-- Required action --
Look through the entries below and report every line that has "dependencies".

-- Data under study --

+--

PR #1652, opened 2014-10-08
Add escape hatch to old parser in case we run into problems.

jsuereth:
Just make sure users have the means to still build in case there's any
issues we missed.  This code should be removed in sbt 1.0.

Missed this in the earlier wip / Merge.

Review by @eed3si9n  cc @gkossakowski


eed3si9n:
LGTM. Let's wait for Travis.

PR #1653, opened 2014-10-08
Fixes #1649. Exclusion rules and other cached resolution fixes

### LINKED ISSUE #1649: Cached resolution does not respect excludes
In cached resolution, minigraph keys do not consider excluded dependencies.  If one project excludes a transitive dependency, and another does not, it becomes non-deterministic which minigraph will be used under cached resolution.

Minimal repro:
- Clone https://github.com/rossabaker/sbt-cached-resolution-exclusion
- Run `sbt clean test`

Expectation:
- Both specs should pass: two projects should be able to independently prune their transitive dependencies.

Result:
- One will not.  For me it's ExcludeSpec, but I suspect this may be non-deterministic.

Real world motivation:
- hadoop-core brings in old servlet-apis under the `org.mortbay.jetty` organization.  This is not evicted by the Java Servlet API from `javax.servlet`, resulting in two conflicting versions of `javax.servlet` on the classpath.  If the user has compiled another Hadoop project that does not exclude the servlet-api, the cache is polluted for the project that does need to exclude it.

Extra credit:
- Works with `excludeAll`
- Works with `ivyXML`

eed3si9n:
Fixes #1649.

### DIFF
--- a/ivy/src/main/scala/sbt/ivyint/CachedResolutionResolveEngine.scala
+++ b/ivy/src/main/scala/sbt/ivyint/CachedResolutionResolveEngine.scala
@@ -112,11 +112,19 @@ private[sbt] class CachedResolutionResolveCache() {
       def loadMiniGraphFromFile: Option[Either[ResolveException, UpdateReport]] =
         (if (staticGraphPath.exists) Some(staticGraphPath)
         else if (dynamicGraphPath.exists) Some(dynamicGraphPath)
-        else None) map { path =>
-          log.debug(s"parsing ${path.getAbsolutePath.toString}")
-          val ur = JsonUtil.parseUpdateReport(md, path, cachedDescriptor, log)
-          updateReportCache(md.getModuleRevisionId) = Right(ur)
-          Right(ur)
+        else None) match {
+          case Some(path) =>
+            log.debug(s"parsing ${path.getAbsolutePath.toString}")
+            val ur = JsonUtil.parseUpdateReport(md, path, cachedDescriptor, log)
+            if (ur.allFiles forall { _.exists }) {
+              updateReportCache(md.getModuleRevisionId) = Right(ur)
+              Some(Right(ur))
+            } else {
+              log.debug(s"some files are missing from the cache, so invalidating the minigraph")
+              IO.delete(path)
+              None
+            }
+          case _ => None
         }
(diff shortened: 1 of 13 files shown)


lightbend-cla-validator:
Hi @eed3si9n,

ivy/src/main/scala/sbt/ivyint/CachedResolutionResolveEngine.scala
```diff
@@ -59,11 +59,28 @@ private[sbt] class CachedResolutionResolveCache() {
     }
   def buildArtificialModuleDescriptor(dd: DependencyDescriptor, rootModuleConfigs: Vector[IvyConfiguration], prOpt: Option[ProjectResolver]): (DefaultModuleDescriptor, Boolean) =
     {
+      def excludeRuleString(rule: ExcludeRule): String =
+        s"""Exclude(${rule.getId},${rule.getConfigurations.mkString(",")},${rule.getMatcher})"""
+      def includeRuleString(rule: IncludeRule): String =
+        s"""Include(${rule.getId},${rule.getConfigurations.mkString(",")},${rule.getMatcher})"""
```
jsuereth, line 68: Hmm..... this feels less consistent....   Are the toStrings of rule.getMatcher pretty consistent in general?

jsuereth:
Generally LGTM

ivy/src/main/scala/sbt/ivyint/CachedResolutionResolveEngine.scala
eed3si9n, line 68: Yes. Ivy, like many Java libraries, have nice `toString()` normally. :neutral_face:

eed3si9n:
Since this was not merged yet, I'm stacking another bug fix on top.

jsuereth:
LGTM, again

eed3si9n:
More fixes were added yesterday. Tests failing, but not sure if it's me or Travis.

eed3si9n:
@jsuereth so you were right about Travis error being legit. Good job, Travis/scripted!
`updateClassifiers` sets a flag called `missingOk`, which allows Ivy to explorer around to grab JARs, but not let the unresolved error propagate as error. I needed to port the behavior for cached resolution.

jsuereth:
LGTM

PR #1663, opened 2014-10-10
enable -deprecation for Scala 2.10

eed3si9n:
Enable `-deprecation` flag to catch old code being use when we migrate things.
In this commit I moved error to sys.error.


jsuereth:
lgtm

PR #1662, opened 2014-10-10
Disable pattern matching in val syntax in sbt 0.13.7.

jsuereth:
Fixes #1661 or at least works around it for now.

Review by @eed3si9n cc> @jaceklaskowski

PR #1665, opened 2014-10-12
Remove DefDef and check rhs

eed3si9n:
#1662
- lhs pattern matching occurs only for vals.
- def also breaks due to proc notation.
- instead of pretty printing, we can just check rhs.


eed3si9n:
@jsuereth I'm getting multiple Travis 10 min errors with `SCRIPTED_TEST="checkBuildScala211"`.

jsuereth:
Does this catch lazy vals?

jsuereth:
Merging without scala 2.11 build for now, we'll handle that on my pr.  I think we may have an issue with the 2.11 parser and the new parsrer unit tests.  Glad it's caught, but curious....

+--

-- Task solution --
In cached resolution, minigraph keys do not consider excluded dependencies.  If one project excludes a transitive dependency, and another does not, it becomes non-deterministic which minigraph will be used under cached resolution.
- Both specs should pass: two projects should be able to independently prune their transitive dependencies.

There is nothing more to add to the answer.